3) reacting a compound of formula VI with a compound of formula VI I to give a compound of formula I wherein R ₂ is H, optionally wherein said compound of formula I wherein R ₂ is H and (wherein R _{2 is} as defined in claim 1 A substitution reaction is defined, except that H is a halogen, and a compound of formula I wherein R _{2 is} not H is obtained,

Wherein, the definition is the same as claim 1 but not H,

Wherein X, Y, Z, R ₂ , R ₃ , , m, n and Ar are as defined in claim 1 with the claim 1 but not H; 4) Optionally, the compound of formula I wherein R, which is not H, obtained in the above 3) is hydrolyzed to obtain wherein ^ is! ! A compound of formula I, which comprises hydrolyzing a compound of formula I wherein R ₂ is H with a base such as sodium hydroxide or potassium hydroxide, or an acid such as dilute hydrochloric acid or trifluoroacetic acid to provide a compound of formula II,

Wherein X, Y, Z, R ₃ , R ₄ , m, n and Ar are as defined in claim 1.

Use of a compound according to any one of claims 1 to 5, or a pharmaceutically acceptable salt or solvate thereof, for the manufacture of a medicament for the treatment and/or prevention of a hPPAR mediated disease, risk factor or condition.

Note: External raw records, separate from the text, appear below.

Issue #602, opened 2014-03-18
Collecting Output Format for new Java API (only for local executor)


rmetzger:
``` java
List<String> resultsCollected = new ArrayList<String>();
result.output(resultsCollected);
```

qmlmoon:
When dop = 2, then we'll get 2 collection outputs. How to merge them? They have no idea about how the record fields are grouped. So, do we just simply concat them or leave them like  `List<List<String>> resultCollected` ?

fhueske:
Good observation.
In most cases, you can simply concatenate them since the order of elements is not important.
If the user specifies sorted output, going for nested lists would be the best thing to do.

For now, I would go with the concatenated lists as it is easier to handle for the user.

rmetzger:
This is related: https://github.com/stratosphere/stratosphere/issues/478 (for an implementation into the runtime)

fhueske:
Issue solved in b032ff3afb10f9e0158e133a8f5c447ad89a90b6
Thanks!

PR #623, opened 2014-03-21
Add CollectionOutputFormat for local executor

qmlmoon:
implement issue #602

### DIFF
--- a/stratosphere-java/src/main/java/eu/stratosphere/api/java/DataSet.java
+++ b/stratosphere-java/src/main/java/eu/stratosphere/api/java/DataSet.java
@@ -25,7 +25,6 @@ import eu.stratosphere.api.java.functions.GroupReduceFunction;
 import eu.stratosphere.api.java.functions.KeySelector;
 import eu.stratosphere.api.java.functions.MapFunction;
 import eu.stratosphere.api.java.functions.ReduceFunction;
-import eu.stratosphere.api.java.io.CollectionOutputFormat;
 import eu.stratosphere.api.java.io.CsvOutputFormat;
 import eu.stratosphere.api.java.io.PrintingOutputFormat;
 import eu.stratosphere.api.java.io.TextOutputFormat;
@@ -36,9 +35,6 @@ import eu.stratosphere.api.java.tuple.Tuple;
 import eu.stratosphere.api.java.typeutils.InputTypeConfigurable;
 import eu.stratosphere.api.java.typeutils.TypeInformation;
 import eu.stratosphere.core.fs.Path;
-
-import java.io.Serializable;
-import java.util.Collection;
 
 /**
  *
@@ -198,10 +194,7 @@ public abstract class DataSet<T> {
 	public void writeAsText(String filePath) {
 		output(new TextOutputFormat<T>(new Path(filePath)));
 	}
-
-	public void writeAsCollection(Collection<T> out) {
-		output(new CollectionOutputFormat<T>(out, this.type.createSerializer()));
-	}
+	
 	
 	public void writeAsCsv(String filePath) {
 		writeAsCsv(filePath, CsvOutputFormat.DEFAULT_LINE_DELIMITER, CsvOutputFormat.DEFAULT_FIELD_DELIMITER);
--- a/stratosphere-java/src/main/java/eu/stratosphere/api/java/DataSet.java
+++ b/stratosphere-java/src/main/java/eu/stratosphere/api/java/DataSet.java
@@ -25,6 +25,7 @@ import eu.stratosphere.api.java.functions.GroupReduceFunction;
 import eu.stratosphere.api.java.functions.KeySelector;
 import eu.stratosphere.api.java.functions.MapFunction;
 import eu.stratosphere.api.java.functions.ReduceFunction;
+import eu.stratosphere.api.java.io.CollectionOutputFormat;
 import eu.stratosphere.api.java.io.CsvOutputFormat;
 import eu.stratosphere.api.java.io.PrintingOutputFormat;
 import eu.stratosphere.api.java.io.TextOutputFormat;
@@ -35,6 +36,9 @@ import eu.stratosphere.api.java.tuple.Tuple;
 import eu.stratosphere.api.java.typeutils.InputTypeConfigurable;
 import eu.stratosphere.api.java.typeutils.TypeInformation;
 import eu.stratosphere.core.fs.Path;
+
+import java.io.Serializable;
+import java.util.Collection;
 
 /**
  *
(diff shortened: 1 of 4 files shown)


stratosphere-java/src/main/java/eu/stratosphere/api/java/io/CollectionOutputFormat.java
```diff
@@ -0,0 +1,71 @@
...
+	public void configure(Configuration parameters) {
+	}
+
+
+	@Override
+	public void open(int taskNumber, int numTasks) throws IOException {
+		try {
+			this.taskResult = (Collection<T>) resultWrapper.getClass().newInstance();
+		} catch (InstantiationException e) {
+			e.printStackTrace();
```
rmetzger: Can you re-throw the exceptions as IOExceptions?

stratosphere-java/src/main/java/eu/stratosphere/api/java/DataSet.java
```diff
@@ -191,7 +195,10 @@ public ExecutionEnvironment getExecutionEnvironment() {
 	public void writeAsText(String filePath) {
 		output(new TextOutputFormat<T>(new Path(filePath)));
 	}
-	
+
+	public <X extends Serializable> void writeAsCollection(Collection<X> out) {
```
fhueske: Shouldn't this be `writeAsCollection(Collection<T> out)` to ensure type safety of the collection?

qmlmoon: Yeah, it should be. But to copy the record object in `writeRecord(T record)`, I used `SerializationUtil.clone`

fhueske: You can get a type preserving serializer from TypeInformation of DataSet and set it in the constructor of ColloctionOutputFormat.

stratosphere-java/src/main/java/eu/stratosphere/api/java/io/CollectionOutputFormat.java
```diff
@@ -0,0 +1,77 @@
...
+import java.util.Collection;
+
+/**
+ *  An output format that writes record into collection
+ */
+public class CollectionOutputFormat<T> implements OutputFormat<T> {
+
+	private static final long serialVersionUID = 1L;
+
+	private static Object resultWrapper;   //since generic collection is not allowed to be static
```
StephanEwen: I think you can make this a `Collection<?>`.

stratosphere-java/src/main/java/eu/stratosphere/api/java/io/CollectionOutputFormat.java
```diff
@@ -0,0 +1,77 @@
...
+	public void writeRecord(T record) throws IOException {
+		T recordCopy = this.typeSerializer.createInstance();
+		this.typeSerializer.copy(record, recordCopy);
+		this.taskResult.add(recordCopy);
+	}
+
+
+	@Override
+	public void close() throws IOException {
+		Collection<T> result = (Collection<T>) this.resultWrapper;
```
StephanEwen: I think this is problematic in the parallel case. If many parallel tasks are in `close()`at the same time, they will concurrently add elements, which causes a `ConcurrentModificationException`.

You need to synchronize around the target list here.

StephanEwen:
It is a good start. There are two things I would like to improve:
- I don't think we should have a dedicated method for this on `DataSet`. because this will only work for local testing. I would prefer to use it only through `result.output(new CollectionOutputFormat(list))`.
- This will not work for jobs with multiple sinks, because you have only one static reference. If you had two CollectionOutputFormats in the same program, both would get the union of the results. I think you can work around that by giving each CollectionOutputFormat a generated id and have a static map of collections, rather than only one static field.

stratosphere-java/src/main/java/eu/stratosphere/api/java/io/CollectionOutputFormat.java
```diff
@@ -0,0 +1,77 @@
...
+
+
+	@Override
+	public void configure(Configuration parameters) {
+	}
+
+
+	@Override
+	public void open(int taskNumber, int numTasks) throws IOException {
+		try {
```
StephanEwen: I think you can just create a new `ArrayList` here. The collection in which you gather the elements needs not be of the same type as the collection into which you out the elements at the end. That spares you the reflection instantiation, which may fail if no public nullary constructor exists.

qmlmoon:
`CollectionOutputFormat` needs a `TypeSerializer` from `DataSet` to make a copy of record. To remove the method on `DataSet`, I would do something like `CollectionOutputFormat<T extends Tuple>` to use `SerializationUtil.clone()`, which forces the element of the collection to be a tuple. But it's not good for type safty as Fabian pointed.

StephanEwen:
I see. But I don't think the workaround can be to add a method to data set for every possible output format.
Let's add an interface called `TypeConfigurable` or so. Then the output() function can call a method on corresponding output formats and pass the type.

qmlmoon:
What about to use the collection like `result.output(new CollectionOutputFormat(list, result.getType().createSerializer))` ,just specify the serialiser manually

stratosphere-java/src/main/java/eu/stratosphere/api/java/io/CollectionOutputFormat.java
```diff
@@ -0,0 +1,91 @@
...
+
+	@Override
+	public void open(int taskNumber, int numTasks) throws IOException {
+		this.taskResult = new ArrayList<T>();
+	}
+
+	@Override
+	public void writeRecord(T record) throws IOException {
+		T recordCopy = this.typeSerializer.createInstance();
+		this.typeSerializer.copy(record, recordCopy);
```
StephanEwen: I think this needs to be `recordCopy = this.typeSerializer.copy(record, recordCopy);`

stratosphere-java/src/main/java/eu/stratosphere/api/java/io/CollectionOutputFormat.java
```diff
@@ -0,0 +1,91 @@
...
+	public void close() throws IOException {
+		synchronized (this.resultWrapper) {
+			Collection<T> result = (Collection<T>) this.resultWrapper.get(this.id);
+			result.addAll(this.taskResult);
+		}
+	}
+
+	@Override
+	public void setInputType(TypeInformation<?> type) {
+		this.typeSerializer = (TypeSerializer<T>)type.createSerializer();
```
StephanEwen: Can you suppress the "unchecked" warnings here?

StephanEwen:
Looks nice to me :-)

I think we should rename it, just to make sure that it is obvious that this thing is only intended for local executor use. Maybe call it `LocalCollectionOutputFormat` or so.

fhueske:
Good to merge, thanks! :+1:

fhueske:
Will merge this now.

9. The use according to claim 8, wherein the disease, risk factor or condition is dyslipidemia, hyperlipidemia, hypercholesterolemia, atherosclerosis, hyperglycemia, type I diabetes, type II diabetes, insulin resistance , Diabetes complications, glucose insufficiency, X syndrome, heart failure, cardiovascular disease, obesity, anorexia, bulimia or bulimia nervosa.